▶ **Task data**:
======

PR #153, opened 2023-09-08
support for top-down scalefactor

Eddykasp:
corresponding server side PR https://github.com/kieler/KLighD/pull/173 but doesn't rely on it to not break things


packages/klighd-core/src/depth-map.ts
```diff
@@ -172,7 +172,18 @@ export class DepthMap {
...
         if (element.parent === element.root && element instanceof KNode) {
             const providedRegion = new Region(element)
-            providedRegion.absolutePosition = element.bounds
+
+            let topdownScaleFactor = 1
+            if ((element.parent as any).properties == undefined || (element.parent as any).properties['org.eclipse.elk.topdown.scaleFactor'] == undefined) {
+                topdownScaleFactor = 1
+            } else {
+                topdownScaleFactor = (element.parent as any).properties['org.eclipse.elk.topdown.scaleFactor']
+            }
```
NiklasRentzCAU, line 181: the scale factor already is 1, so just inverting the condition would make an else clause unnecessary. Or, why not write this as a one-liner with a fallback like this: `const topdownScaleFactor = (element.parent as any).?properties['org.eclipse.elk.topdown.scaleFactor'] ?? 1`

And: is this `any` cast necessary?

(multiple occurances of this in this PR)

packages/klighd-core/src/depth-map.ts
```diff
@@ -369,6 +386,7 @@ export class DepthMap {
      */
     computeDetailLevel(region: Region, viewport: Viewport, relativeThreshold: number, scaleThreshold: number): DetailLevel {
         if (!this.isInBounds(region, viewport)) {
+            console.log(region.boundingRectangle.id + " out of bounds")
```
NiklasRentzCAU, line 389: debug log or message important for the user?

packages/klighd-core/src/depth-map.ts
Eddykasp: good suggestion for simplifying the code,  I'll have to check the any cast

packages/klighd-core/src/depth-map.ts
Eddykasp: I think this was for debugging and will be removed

======

A faithful, word-for-word copy of the data is the expected answer.

▶ **Output of the exercise**:
PR #153, opened 2023-09-08
support for top-down scalefactor

Eddykasp:
corresponding server side PR https://github.com/kieler/KLighD/pull/173 but doesn't rely on it to not break things


packages/klighd-core/src/depth-map.ts
```diff
@@ -172,7 +172,18 @@ export class DepthMap {
...
         if (element.parent === element.root && element instanceof KNode) {
             const providedRegion = new Region(element)
-            providedRegion.absolutePosition = element.bounds
+
+            let topdownScaleFactor = 1
+            if ((element.parent as any).properties == undefined || (element.parent as any).properties['org.eclipse.elk.topdown.scaleFactor'] == undefined) {
+                topdownScaleFactor = 1
+            } else {
+                topdownScaleFactor = (element.parent as any).properties['org.eclipse.elk.topdown.scaleFactor']
+            }
```
NiklasRentzCAU, line 181: the scale factor already is 1, so just inverting the condition would make an else clause unnecessary. Or, why not write this as a one-liner with a fallback like this: `const topdownScaleFactor = (element.parent as any).?properties['org.eclipse.elk.topdown.scaleFactor'] ?? 1`

And: is this `any` cast necessary?

(multiple occurances of this in this PR)

packages/klighd-core/src/depth-map.ts
```diff
@@ -369,6 +386,7 @@ export class DepthMap {
      */
     computeDetailLevel(region: Region, viewport: Viewport, relativeThreshold: number, scaleThreshold: number): DetailLevel {
         if (!this.isInBounds(region, viewport)) {
+            console.log(region.boundingRectangle.id + " out of bounds")
```
NiklasRentzCAU, line 389: debug log or message important for the user?

packages/klighd-core/src/depth-map.ts
Eddykasp: good suggestion for simplifying the code,  I'll have to check the any cast

packages/klighd-core/src/depth-map.ts
Eddykasp: I think this was for debugging and will be removed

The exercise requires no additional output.